• _PROBLEM DETAILS_
Using the records below, filter for lines that contain the string "support" and copy them out.

(Dataset entries)

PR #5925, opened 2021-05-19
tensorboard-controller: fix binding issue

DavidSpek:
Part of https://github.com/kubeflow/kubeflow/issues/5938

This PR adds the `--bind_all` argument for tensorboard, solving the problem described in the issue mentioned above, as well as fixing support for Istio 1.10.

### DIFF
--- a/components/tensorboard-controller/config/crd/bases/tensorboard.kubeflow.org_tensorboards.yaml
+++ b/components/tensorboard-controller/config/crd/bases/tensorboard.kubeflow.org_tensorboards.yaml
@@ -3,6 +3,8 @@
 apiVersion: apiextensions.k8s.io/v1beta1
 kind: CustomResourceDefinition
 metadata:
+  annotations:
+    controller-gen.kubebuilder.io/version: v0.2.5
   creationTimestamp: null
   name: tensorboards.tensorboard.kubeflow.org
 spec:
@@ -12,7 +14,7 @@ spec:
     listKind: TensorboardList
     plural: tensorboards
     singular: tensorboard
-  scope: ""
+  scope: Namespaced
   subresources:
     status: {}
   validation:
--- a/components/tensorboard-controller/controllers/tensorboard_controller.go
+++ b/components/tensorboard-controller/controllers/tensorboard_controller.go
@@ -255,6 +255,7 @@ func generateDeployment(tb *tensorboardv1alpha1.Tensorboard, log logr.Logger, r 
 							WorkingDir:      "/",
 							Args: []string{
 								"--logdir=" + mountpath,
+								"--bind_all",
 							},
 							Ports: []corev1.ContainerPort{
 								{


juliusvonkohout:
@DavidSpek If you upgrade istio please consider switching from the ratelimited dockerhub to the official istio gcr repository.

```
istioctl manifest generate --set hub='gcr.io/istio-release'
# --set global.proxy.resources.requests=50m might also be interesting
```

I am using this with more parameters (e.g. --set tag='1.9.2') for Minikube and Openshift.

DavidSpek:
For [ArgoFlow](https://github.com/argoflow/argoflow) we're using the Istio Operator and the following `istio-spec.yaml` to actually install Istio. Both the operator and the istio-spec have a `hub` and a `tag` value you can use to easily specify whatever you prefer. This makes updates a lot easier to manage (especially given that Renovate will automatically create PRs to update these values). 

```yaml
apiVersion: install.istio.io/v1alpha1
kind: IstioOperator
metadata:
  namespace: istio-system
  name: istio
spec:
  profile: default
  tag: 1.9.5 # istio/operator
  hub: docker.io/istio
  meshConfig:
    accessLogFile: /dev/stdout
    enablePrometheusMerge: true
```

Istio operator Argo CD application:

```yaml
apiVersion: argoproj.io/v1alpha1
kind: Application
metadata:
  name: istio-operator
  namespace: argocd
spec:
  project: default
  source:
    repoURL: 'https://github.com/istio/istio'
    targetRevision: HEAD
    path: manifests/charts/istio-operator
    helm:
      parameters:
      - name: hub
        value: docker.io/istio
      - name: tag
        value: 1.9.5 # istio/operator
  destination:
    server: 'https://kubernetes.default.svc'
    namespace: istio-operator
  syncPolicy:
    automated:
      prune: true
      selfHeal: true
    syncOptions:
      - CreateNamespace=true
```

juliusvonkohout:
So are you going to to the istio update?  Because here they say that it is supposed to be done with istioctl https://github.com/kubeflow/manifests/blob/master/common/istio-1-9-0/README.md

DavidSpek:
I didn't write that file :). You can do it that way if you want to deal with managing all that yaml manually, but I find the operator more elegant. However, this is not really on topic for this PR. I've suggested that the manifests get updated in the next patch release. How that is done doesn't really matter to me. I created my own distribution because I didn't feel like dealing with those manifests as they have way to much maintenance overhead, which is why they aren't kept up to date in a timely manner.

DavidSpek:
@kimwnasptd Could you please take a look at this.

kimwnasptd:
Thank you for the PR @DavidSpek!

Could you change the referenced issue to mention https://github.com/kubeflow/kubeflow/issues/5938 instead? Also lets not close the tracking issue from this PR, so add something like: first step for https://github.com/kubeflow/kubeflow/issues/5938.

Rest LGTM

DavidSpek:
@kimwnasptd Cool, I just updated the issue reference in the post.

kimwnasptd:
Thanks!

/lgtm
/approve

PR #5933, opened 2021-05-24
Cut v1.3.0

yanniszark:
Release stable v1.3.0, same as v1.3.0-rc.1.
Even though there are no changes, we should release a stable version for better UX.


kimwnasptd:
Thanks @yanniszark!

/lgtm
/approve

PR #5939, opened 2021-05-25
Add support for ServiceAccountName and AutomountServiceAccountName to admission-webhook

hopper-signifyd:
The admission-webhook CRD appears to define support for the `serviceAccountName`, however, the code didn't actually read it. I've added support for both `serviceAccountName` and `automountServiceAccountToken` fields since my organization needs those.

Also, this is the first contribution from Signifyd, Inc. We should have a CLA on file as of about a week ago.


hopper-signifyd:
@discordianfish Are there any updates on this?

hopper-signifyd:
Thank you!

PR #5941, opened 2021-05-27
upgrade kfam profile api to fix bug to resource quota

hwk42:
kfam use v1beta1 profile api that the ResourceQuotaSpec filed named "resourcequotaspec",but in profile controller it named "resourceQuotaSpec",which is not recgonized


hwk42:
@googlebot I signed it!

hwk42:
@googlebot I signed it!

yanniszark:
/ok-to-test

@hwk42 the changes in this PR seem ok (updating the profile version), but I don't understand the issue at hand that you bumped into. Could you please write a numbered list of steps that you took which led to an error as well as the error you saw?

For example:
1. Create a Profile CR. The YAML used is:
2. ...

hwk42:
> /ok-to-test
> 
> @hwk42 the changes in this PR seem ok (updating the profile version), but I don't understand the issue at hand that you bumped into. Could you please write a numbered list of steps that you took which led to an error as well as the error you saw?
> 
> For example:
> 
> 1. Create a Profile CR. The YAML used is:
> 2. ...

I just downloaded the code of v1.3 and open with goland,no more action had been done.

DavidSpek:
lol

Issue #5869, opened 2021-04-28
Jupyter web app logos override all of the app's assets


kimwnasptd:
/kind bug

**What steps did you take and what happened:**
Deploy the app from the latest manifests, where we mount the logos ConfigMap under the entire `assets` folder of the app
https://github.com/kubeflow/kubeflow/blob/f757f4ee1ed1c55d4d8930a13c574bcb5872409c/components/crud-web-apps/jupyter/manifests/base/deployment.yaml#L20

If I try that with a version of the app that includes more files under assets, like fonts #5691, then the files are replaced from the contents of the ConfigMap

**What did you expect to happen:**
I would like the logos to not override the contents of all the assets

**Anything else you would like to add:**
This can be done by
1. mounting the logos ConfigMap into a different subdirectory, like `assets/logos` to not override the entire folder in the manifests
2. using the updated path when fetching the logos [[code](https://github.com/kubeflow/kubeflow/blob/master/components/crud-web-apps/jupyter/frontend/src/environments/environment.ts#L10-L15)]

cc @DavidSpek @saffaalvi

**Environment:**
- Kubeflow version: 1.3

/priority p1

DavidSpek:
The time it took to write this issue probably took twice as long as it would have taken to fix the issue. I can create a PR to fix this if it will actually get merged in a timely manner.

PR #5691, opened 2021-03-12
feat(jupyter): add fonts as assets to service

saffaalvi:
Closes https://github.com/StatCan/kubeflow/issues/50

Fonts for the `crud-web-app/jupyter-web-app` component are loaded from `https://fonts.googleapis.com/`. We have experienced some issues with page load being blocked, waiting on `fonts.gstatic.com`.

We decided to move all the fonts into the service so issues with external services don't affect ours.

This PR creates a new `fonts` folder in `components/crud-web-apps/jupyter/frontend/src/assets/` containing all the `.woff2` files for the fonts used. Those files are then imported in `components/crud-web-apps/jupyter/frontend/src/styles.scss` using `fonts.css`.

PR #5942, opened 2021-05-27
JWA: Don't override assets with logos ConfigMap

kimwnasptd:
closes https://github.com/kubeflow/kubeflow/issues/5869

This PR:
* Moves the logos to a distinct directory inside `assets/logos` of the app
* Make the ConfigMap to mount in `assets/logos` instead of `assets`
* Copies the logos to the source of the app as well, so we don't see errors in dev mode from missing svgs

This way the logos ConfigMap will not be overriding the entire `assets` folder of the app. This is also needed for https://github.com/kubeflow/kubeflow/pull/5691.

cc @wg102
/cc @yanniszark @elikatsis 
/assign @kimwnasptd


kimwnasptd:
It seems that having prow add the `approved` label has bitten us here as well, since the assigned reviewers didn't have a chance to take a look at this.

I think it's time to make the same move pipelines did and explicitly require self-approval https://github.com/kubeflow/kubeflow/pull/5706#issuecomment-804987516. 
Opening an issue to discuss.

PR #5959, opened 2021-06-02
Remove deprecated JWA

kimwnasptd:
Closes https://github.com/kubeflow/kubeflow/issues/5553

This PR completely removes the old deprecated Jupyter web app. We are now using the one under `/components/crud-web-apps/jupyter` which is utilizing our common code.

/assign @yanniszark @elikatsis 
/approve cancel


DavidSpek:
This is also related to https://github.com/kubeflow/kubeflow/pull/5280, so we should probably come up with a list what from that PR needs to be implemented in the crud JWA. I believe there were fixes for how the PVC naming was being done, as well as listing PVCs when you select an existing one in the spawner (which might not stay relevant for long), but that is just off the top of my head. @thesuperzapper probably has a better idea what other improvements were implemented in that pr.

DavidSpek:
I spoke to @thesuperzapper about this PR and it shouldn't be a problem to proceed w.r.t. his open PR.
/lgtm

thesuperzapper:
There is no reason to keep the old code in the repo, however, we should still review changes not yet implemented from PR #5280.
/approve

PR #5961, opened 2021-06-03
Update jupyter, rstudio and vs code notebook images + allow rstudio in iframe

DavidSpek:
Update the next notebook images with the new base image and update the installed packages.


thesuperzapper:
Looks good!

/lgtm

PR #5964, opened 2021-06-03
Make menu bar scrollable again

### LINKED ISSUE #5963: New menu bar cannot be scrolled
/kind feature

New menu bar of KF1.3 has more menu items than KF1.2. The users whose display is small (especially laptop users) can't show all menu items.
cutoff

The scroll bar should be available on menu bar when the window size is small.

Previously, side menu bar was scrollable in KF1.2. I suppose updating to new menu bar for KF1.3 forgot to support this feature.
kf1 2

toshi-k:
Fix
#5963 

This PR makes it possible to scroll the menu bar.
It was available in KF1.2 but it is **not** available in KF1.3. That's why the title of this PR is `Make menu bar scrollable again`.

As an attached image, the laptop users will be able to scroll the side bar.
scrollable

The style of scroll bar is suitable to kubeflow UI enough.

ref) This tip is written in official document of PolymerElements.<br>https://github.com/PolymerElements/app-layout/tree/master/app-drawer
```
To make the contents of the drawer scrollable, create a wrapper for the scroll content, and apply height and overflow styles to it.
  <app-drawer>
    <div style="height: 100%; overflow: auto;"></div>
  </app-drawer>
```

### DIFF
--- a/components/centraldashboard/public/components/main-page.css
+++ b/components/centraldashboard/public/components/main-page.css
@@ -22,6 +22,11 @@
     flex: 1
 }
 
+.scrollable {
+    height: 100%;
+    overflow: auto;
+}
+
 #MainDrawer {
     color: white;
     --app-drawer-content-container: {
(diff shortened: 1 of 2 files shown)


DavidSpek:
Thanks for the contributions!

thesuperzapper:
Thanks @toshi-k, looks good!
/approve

==

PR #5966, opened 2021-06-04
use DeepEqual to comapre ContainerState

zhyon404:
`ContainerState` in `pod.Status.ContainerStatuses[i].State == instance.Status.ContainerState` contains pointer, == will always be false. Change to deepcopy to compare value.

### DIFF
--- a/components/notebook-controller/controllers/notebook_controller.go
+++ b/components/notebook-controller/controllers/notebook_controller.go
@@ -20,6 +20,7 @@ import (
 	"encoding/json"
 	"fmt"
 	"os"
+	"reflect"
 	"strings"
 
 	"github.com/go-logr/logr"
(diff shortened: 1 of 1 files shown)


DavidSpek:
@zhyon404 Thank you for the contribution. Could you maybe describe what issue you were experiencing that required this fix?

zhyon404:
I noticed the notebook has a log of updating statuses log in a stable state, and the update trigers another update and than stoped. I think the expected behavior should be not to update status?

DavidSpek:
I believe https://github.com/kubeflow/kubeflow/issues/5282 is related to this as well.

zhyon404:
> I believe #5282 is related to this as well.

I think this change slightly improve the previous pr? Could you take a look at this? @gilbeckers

...

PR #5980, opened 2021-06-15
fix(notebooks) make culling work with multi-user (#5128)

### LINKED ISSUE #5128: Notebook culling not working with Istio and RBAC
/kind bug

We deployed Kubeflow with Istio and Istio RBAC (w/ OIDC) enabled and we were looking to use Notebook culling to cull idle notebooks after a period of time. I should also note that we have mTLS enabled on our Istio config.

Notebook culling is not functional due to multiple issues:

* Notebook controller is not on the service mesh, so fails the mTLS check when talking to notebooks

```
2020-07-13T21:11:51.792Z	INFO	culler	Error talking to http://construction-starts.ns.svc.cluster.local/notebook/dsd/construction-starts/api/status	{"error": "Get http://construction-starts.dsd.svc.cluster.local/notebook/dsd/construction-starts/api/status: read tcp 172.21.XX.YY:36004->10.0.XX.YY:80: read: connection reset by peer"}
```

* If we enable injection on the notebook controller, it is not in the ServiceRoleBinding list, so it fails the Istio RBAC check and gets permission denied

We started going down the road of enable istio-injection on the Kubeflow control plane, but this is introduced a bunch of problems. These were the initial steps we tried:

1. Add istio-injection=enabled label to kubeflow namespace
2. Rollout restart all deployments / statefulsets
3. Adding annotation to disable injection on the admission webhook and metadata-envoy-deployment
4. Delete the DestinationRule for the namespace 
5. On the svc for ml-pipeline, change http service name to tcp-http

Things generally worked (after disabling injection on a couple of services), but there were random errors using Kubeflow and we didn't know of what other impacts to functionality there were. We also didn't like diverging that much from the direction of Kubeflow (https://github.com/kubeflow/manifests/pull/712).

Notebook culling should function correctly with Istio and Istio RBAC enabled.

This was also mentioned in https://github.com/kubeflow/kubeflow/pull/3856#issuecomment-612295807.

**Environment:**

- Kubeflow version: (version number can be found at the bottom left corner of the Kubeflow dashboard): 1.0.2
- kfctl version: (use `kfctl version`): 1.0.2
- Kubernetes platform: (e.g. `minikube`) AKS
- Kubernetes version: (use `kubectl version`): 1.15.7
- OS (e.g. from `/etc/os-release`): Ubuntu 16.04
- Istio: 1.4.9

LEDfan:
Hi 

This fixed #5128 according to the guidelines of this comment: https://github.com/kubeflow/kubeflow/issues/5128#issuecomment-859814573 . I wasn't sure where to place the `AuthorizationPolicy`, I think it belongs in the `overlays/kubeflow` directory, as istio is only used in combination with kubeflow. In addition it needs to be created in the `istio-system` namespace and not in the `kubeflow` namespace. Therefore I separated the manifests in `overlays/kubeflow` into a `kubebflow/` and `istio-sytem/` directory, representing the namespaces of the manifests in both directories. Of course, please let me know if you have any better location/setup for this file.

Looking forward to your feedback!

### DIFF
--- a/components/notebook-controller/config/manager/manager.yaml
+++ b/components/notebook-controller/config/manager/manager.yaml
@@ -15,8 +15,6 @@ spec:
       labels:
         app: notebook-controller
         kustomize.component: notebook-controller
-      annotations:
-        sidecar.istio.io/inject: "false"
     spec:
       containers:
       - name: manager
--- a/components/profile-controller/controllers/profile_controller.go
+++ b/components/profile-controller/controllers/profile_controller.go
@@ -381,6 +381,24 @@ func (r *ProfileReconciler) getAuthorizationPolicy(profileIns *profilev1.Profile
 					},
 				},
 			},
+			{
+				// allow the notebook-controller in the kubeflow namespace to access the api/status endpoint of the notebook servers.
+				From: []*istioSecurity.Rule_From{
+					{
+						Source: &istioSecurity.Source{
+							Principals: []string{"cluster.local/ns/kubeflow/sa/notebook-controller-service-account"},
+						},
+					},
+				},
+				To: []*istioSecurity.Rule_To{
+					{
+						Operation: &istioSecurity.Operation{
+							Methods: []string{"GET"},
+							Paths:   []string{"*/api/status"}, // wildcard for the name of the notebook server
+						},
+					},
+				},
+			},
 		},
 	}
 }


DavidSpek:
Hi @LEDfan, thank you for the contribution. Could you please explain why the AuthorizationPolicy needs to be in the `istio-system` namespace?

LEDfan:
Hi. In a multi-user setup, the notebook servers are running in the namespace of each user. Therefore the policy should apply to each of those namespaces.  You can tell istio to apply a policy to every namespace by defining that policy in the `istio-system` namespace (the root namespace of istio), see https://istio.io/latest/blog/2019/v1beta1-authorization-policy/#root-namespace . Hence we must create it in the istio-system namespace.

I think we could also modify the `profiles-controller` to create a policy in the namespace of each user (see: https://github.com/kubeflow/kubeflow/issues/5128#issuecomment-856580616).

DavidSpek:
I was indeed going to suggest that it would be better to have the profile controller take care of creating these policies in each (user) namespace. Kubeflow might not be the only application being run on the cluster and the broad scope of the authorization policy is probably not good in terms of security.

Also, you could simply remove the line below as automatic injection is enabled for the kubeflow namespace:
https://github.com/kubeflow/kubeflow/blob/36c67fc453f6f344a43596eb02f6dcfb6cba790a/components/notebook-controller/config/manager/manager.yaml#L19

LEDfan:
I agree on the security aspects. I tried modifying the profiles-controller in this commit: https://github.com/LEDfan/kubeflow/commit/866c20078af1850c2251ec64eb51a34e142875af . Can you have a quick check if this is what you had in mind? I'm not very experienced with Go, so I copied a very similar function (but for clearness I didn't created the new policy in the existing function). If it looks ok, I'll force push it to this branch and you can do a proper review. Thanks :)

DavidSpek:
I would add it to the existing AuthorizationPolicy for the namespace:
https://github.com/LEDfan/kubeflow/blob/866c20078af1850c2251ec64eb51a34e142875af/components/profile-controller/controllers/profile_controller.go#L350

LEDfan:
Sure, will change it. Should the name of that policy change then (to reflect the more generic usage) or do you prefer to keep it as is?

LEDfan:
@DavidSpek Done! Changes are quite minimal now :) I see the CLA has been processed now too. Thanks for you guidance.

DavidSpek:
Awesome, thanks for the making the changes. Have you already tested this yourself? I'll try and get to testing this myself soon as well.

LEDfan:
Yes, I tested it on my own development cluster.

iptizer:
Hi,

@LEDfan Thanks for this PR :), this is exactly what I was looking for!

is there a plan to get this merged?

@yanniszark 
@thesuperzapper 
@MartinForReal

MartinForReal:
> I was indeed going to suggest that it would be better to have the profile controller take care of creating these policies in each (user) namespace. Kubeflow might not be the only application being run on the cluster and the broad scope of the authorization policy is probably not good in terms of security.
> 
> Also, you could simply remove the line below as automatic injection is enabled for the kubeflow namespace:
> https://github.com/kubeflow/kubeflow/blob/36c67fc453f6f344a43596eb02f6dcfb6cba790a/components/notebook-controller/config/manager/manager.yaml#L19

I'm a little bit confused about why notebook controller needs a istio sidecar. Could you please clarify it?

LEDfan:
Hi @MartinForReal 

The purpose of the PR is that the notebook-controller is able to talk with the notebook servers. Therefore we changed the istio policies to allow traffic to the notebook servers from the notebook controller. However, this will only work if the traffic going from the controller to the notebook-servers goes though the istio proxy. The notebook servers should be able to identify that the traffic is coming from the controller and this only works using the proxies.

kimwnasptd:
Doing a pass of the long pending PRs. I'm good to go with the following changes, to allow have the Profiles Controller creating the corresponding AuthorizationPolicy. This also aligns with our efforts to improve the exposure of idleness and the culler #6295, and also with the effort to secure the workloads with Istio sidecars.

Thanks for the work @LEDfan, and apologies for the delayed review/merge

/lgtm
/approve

• _RESULT OF THE TASK_
This PR adds the `--bind_all` argument for tensorboard, solving the problem described in the issue mentioned above, as well as fixing support for Istio 1.10.
Add support for ServiceAccountName and AutomountServiceAccountName to admission-webhook
The admission-webhook CRD appears to define support for the `serviceAccountName`, however, the code didn't actually read it. I've added support for both `serviceAccountName` and `automountServiceAccountToken` fields since my organization needs those.
Previously, side menu bar was scrollable in KF1.2. I suppose updating to new menu bar for KF1.3 forgot to support this feature.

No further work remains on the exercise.